Crazy week

The FEHBlog was visiting a client for most of the day today, and he returned to his office near 14th and K St around 3 pm.  It was pandemonium with pro-Trump and anti-Trump agitators. (A small anti-Trum rally marched down the middle of K Street during rush hour.)  The FEHBlog is glad that he is staying home in Bethesda on Friday.

The FEHBlog has been reflecting over the press-created uproar over impending changes to the Affordable Care Act. Let me share some thinking.

The FEHB Program is part of the large group market.  In 2010 when the ACA was enacted there were no serious problems with that market.  The small group market in which the FEHBlog participates was a little messy and the individual market was a mess.

Note of course that health insurance premiums in the large group market are 100% exempt to the managers and employees; those premiums are 50% taxable to owners in the small group market and are 100% taxable to people in the individal market (if they fall outside the ACA’s income limits (four times the poverty line).  This fundamental problem, which dates back to the World War II price control regime, never has been fixed.  Congress should level the tax playing field for all Americans.

But rather than playing small ball with the small group and individual markets, the Democratic Congress with the support of President Obama supported an unnecessary and massive across the board fix.
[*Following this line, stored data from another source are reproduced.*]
PR #1921, opened 2024-05-27
Add a section to the installation docs about running tests

### LINKED ISSUE #1920: Error after update to 4.4.1 (debug_toolbar.E001) The Django Debug Toolbar can't be used with tests
After upgrading to 4.4.1 we got an error when trying to run our tests, despite `DEBUG` being `False`:
```
(debug_toolbar.E001) The Django Debug Toolbar can't be used with tests
	HINT: Django changes the DEBUG setting to False when running tests. By default the Django Debug Toolbar is installed because DEBUG is set to True. For most cases, you need to avoid installing the toolbar when running tests. If you feel this check is in error, you can set `DEBUG_TOOLBAR_CONFIG['IS_RUNNING_TESTS'] = False` to bypass this check.
```
It took us a while to figure out what went wrong. It turns out the default installation method, recommended in the docs, doesn't work with the the changes from 4.4.0 (even if `DEBUG` is `False`, which should deactivate Debug Toolbar) 

After some back and forth we figured out that the example directory configuration was the only way to run our tests:
```
ENABLE_DEBUG_TOOLBAR = DEBUG and "test" not in sys.argv
if ENABLE_DEBUG_TOOLBAR:
    INSTALLED_APPS += [
        "debug_toolbar",
    ]
    MIDDLEWARE += [
        "debug_toolbar.middleware.DebugToolbarMiddleware",
    ]
```
The default installation docs are haven't changed for the 4.4.0 release and the example app is different than the recommended installation in the docs. Is this a missed docs update or an unintended breaking change?

matthiask:
Fixes #1920.

I thought about including the relevant documentation in the earlier steps, but I'd have to explain DEBUG, INTERNAL_IPS and TESTING all at once instead of introducing everything step by step. So even though it may be annoying to go back and modify code the user just added it still reads better to me, especially since it only applies to users running tests in their project. (I would hope a lot of them do, but still.)

# Checklist:

### DIFF
--- a/docs/installation.rst
+++ b/docs/installation.rst
@@ -156,6 +156,30 @@ option.
     able to get the toolbar to work with your docker installation, review
     the code in ``debug_toolbar.middleware.show_toolbar``.
 
+7. Disable the toolbar when running tests (optional)
+^^^^^^^^^^^^^^^^^^^^^^^^^^^^^^^^^^^^^^^^^^^^^^^^^^^^
+
+If you're running tests in your project you shouldn't activate the toolbar. You can do this by adding another setting:
+
+.. code-block:: python
+
+    TESTING = "argv" in sys.argv
+
+    if not TESTING:
+        INSTALLED_APPS = [*INSTALLED_APPS, "debug_toolbar"]
+        MIDDLEWARE = ["debug_toolbar.middleware.DebugToolbarMiddleware", *MIDDLEWARE]
+
+You should also modify your URLconf file:
+
+.. code-block:: python
+
+    if not settings.TESTING:
+        urlpatterns = [
+            *urlpatterns,
+            path("__debug__/", include("debug_toolbar.urls")),
+        ]
+
+
 Troubleshooting
 ---------------
 
--- a/docs/installation.rst
+++ b/docs/installation.rst
@@ -164,7 +164,7 @@ can do this by adding another setting:
 
 .. code-block:: python
 
-    TESTING = "argv" in sys.argv
+    TESTING = "test" in sys.argv
 
     if not TESTING:
         INSTALLED_APPS = [
--- a/docs/installation.rst
+++ b/docs/installation.rst
@@ -159,15 +159,22 @@ option.
 7. Disable the toolbar when running tests (optional)
 ^^^^^^^^^^^^^^^^^^^^^^^^^^^^^^^^^^^^^^^^^^^^^^^^^^^^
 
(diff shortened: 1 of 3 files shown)


docs/installation.rst
```diff
@@ -156,6 +156,39 @@ option.
...
 
+7. Disable the toolbar when running tests (optional)
+^^^^^^^^^^^^^^^^^^^^^^^^^^^^^^^^^^^^^^^^^^^^^^^^^^^^
+
+If you're running tests in your project you shouldn't activate the toolbar. You
+can do this by adding another setting:
+
+.. code-block:: python
+
+    TESTING = "argv" in sys.argv
```
gegoune, line 167: Shouldn't that be 
```suggestion
    TESTING = "test" in sys.argv
```
?

matthiask: Yes, thanks!

tim-schilling:
I don't think this was necessary. The docs point the user to the example app in the repo.

tim-schilling:
> Check out the configuration example in the [example app](https://github.com/jazzband/django-debug-toolbar/tree/main/example) to learn how to set up the toolbar to function smoothly while running your tests.

matthiask:
I'm not so sure. The example contains many aspects and the test suite thing is just one of them. The question arrived really quickly and I thought I'd lean towards more docs. Maybe the section could be shortened somewhat or people could be made aware of the problem in ways which are shorter than the current version but maybe still more visible than what we had before?

tim-schilling:
I feel like there's a better installation process with `AppConfig.ready` and the middleware where we could check `DEBUG` after the Django test runner does its magic.

matthiask:
Definitely sounds interesting. One of my first big(ger) decisions in this project was to remove the magical installation, so I'm a bit wary, but `AppConfig.ready` sounds like a good way to opt into some behaviors.

tim-schilling:
Ah we may have a difference of opinion then. I feel like asking a person to add any if statements to their apps configuration is a shortcoming of the project.

matthiask:
Yes, maybe :-)

I lean towards the "worse is better" school of software design where it's slightly better to be simple than to be correct. I think that everything breaks down at a point, and if the implementation is simple it will be easier to understand and fix (or work around) than if the implementation is complex.

That being said, I like Django a lot and its implementation certainly isn't simple. So it really depends. As long as we can put behaviors into parts which can be easily replaced and which have a small API I'm fine with it. The `show_toolbar(request) -> bool` callback is a great example of this.

PR #1923, opened 2024-05-27
Avoid setting color-scheme on :root, we're only a guest on pages

### LINKED ISSUE #1922: Version 4.4.1 changes the look of DRF browsable API
After upgrading to version 4.4.1 the browsable API suddenly becomes partly dark:
image

Whereas on version 4.3 it looks like this:
image

matthiask:
Fixes #1922.

# Checklist:

### DIFF
--- a/debug_toolbar/static/debug_toolbar/css/toolbar.css
+++ b/debug_toolbar/static/debug_toolbar/css/toolbar.css
@@ -11,7 +11,6 @@
         monospace, "Apple Color Emoji", "Segoe UI Emoji", "Segoe UI Symbol",
         "Noto Color Emoji";
 
-    color-scheme: light;
     --djdt-font-color: black;
     --djdt-background-color: white;
     --djdt-panel-content-background-color: #eee;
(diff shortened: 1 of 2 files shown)


debug_toolbar/static/debug_toolbar/css/toolbar.css
```diff
@@ -58,7 +56,6 @@
 }
 
 #djDebug[data-theme="dark"] {
-    color-scheme: dark;
```
tim-schilling, line 61: Couldn't this one have stayed?

matthiask: I thought about it and I'm not sure what it even does since we're basically specifying all colors and backgrounds. Yes, it could stay, but then we'd also have to set the opposite on `#djDebug[data-theme="light"]` (I think) 

The bigger point here is that while I do have much experience with CSS generally I don't really know how the `color-scheme` property behaves, and it felt safer to just remove it at this time.

tim-schilling: Alright that's fair.

matthiask: Btw, sorry for pressing ahead, I wanted to release a better version quickly instead of waiting for more reports.

PR #1925, opened 2024-05-28
Limit the cases for E001 to likely scenarios

### LINKED ISSUE #1920: Error after update to 4.4.1 (debug_toolbar.E001) The Django Debug Toolbar can't be used with tests

tim-schilling:
# Description 

Only when the user is customizing both the show toolbar callback setting and the URLs aren't installed will the underlying NoReverseMatch error occur.

Fixes #1920

# Checklist:

### DIFF
--- a/docs/configuration.rst
+++ b/docs/configuration.rst
@@ -152,6 +152,16 @@ Toolbar options
      implication is that it is possible to execute arbitrary SQL through the
      SQL panel when the ``SECRET_KEY`` value is leaked somehow.
 
+  .. warning::
+
+     Do not use
+     ``DEBUG_TOOLBAR_CONFIG = {"SHOW_TOOLBAR_CALLBACK": lambda request: DEBUG}``
+     in your project's settings.py file. The toolbar expects to use
+     ``django.conf.settings.DEBUG``. Using your project's setting's ``DEBUG``
+     is likely to cause unexpected when running your tests. This is because
+     Django automatically sets ``settings.DEBUG = False``, but your project's
+     setting's ``DEBUG`` will still be set to ``True``.
+
 .. _OBSERVE_REQUEST_CALLBACK:
 
 * ``OBSERVE_REQUEST_CALLBACK``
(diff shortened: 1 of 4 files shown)


tim-schilling:
@matthiask I'm pretty confident the advanced installation is only necessary if the show toolbar callback isn't making use of `settings.DEBUG`.

matthiask (approved):
Interesting. The explanation of `DEBUG` vs `settings.DEBUG` makes a lot of sense to me. Code looks good!

docs/configuration.rst
```diff
@@ -152,6 +152,16 @@ Toolbar options
      implication is that it is possible to execute arbitrary SQL through the
      SQL panel when the ``SECRET_KEY`` value is leaked somehow.
 
+  .. warning::
+
+     Do not use
+     ``DEBUG_TOOLBAR_CONFIG = {"SHOW_TOOLBAR_CALLBACK": lambda request: DEBUG}``
+     in your project's settings.py file. The toolbar expects to use
+     ``django.conf.settings.DEBUG``. Using your project's setting's ``DEBUG``
+     is likely to cause unexpected when running your tests. This is because
```
tim-schilling, line 161:
```suggestion
     is likely to cause unexpected results when running your tests. This is because
```

PR #1926, opened 2024-05-28
Introduce debug_toolbar_urls to simplify installation

tim-schilling:
# Description

While this isn't a huge improvement, it provides a hook for us
to more easily introduce library level controls for when urls
are installed. It also eliminates the user from having to
write an if statement for the most basic of installations.

# Checklist:

This is a follow-up to #1925


matthiask (approved):
Seems to work well; I'm not sure if I have one of the odd projects where running tests with the debug toolbar was problematic or not (I don't remember), but everything works fine now.

PR #1930, opened 2024-06-01
Fix overriding font-family for both light and dark themes

federicobond:
The [docs](https://django-debug-toolbar.readthedocs.io/en/latest/configuration.html#theming-support) mention that the toolbar can be customized by overriding the --djdt-* variables defined in :root, like this:
```css
:root {
    --djdt-font-family-primary: 'Roboto', sans-serif;
}
```

But with the implementation of dark theme support these same variables [are also defined](https://github.com/jazzband/django-debug-toolbar/blob/d4811824f971eb79a72091b26119439915647949/debug_toolbar/static/debug_toolbar/css/toolbar.css#L2-L3) in #djDebug[data-theme="light"] with a higher specificity, so in reality you will need to match the specificity of that rule to override the variables.

This moves the font-family declarations to root so changes to the font-family on :root apply to both light and dark themes.

### DIFF
--- a/debug_toolbar/static/debug_toolbar/css/toolbar.css
+++ b/debug_toolbar/static/debug_toolbar/css/toolbar.css
@@ -1,6 +1,5 @@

As a result, the large group market, including the FEHBP, is overburdened with regulation, subjected to price regulation, and  forced, with OPM’s support in the case of the FEHBP, to provide one size fits all coverage including 100% reimbursement of many otherwise low priced items (which in turn significantly raises the cost of those items.  Health insurance should not be treated as a price support for health care services and products.).

The ACA’s changes such as the creation of the marketplace did not lower premiums in the small group and individual markets.  Consequently, in the FEHBlog’s view, give the Republican Congress, hopefully in consultation with the Democrat minority in Congress and of course the new President, a chance to fix the small group and individual markets. But leave the FEHBP and other large group plans out of that legal fix.

With respect to the individual and small group markets, the FEHBlog supports the idea of the subsidized marketplace but with more consumer choice in benefit design, much less price regulation, and as much frill removal as possible (e.g, kill the patient centered outcomes research institute).  He also supports expansion of government supported community health centers which can provide direct primary care in lower and even middle income communities.

It’s worth adding that the FEHBP is a group insurance market which in its over 55 year history has never imposed pre-existing conditions or late enrollment penalties like Medicare Part B.  Perhaps the newly designed individual marketplace should use a late enrollment penalty instead of the individual mandate. The bottom line though is that the marketplace needs more time to mature.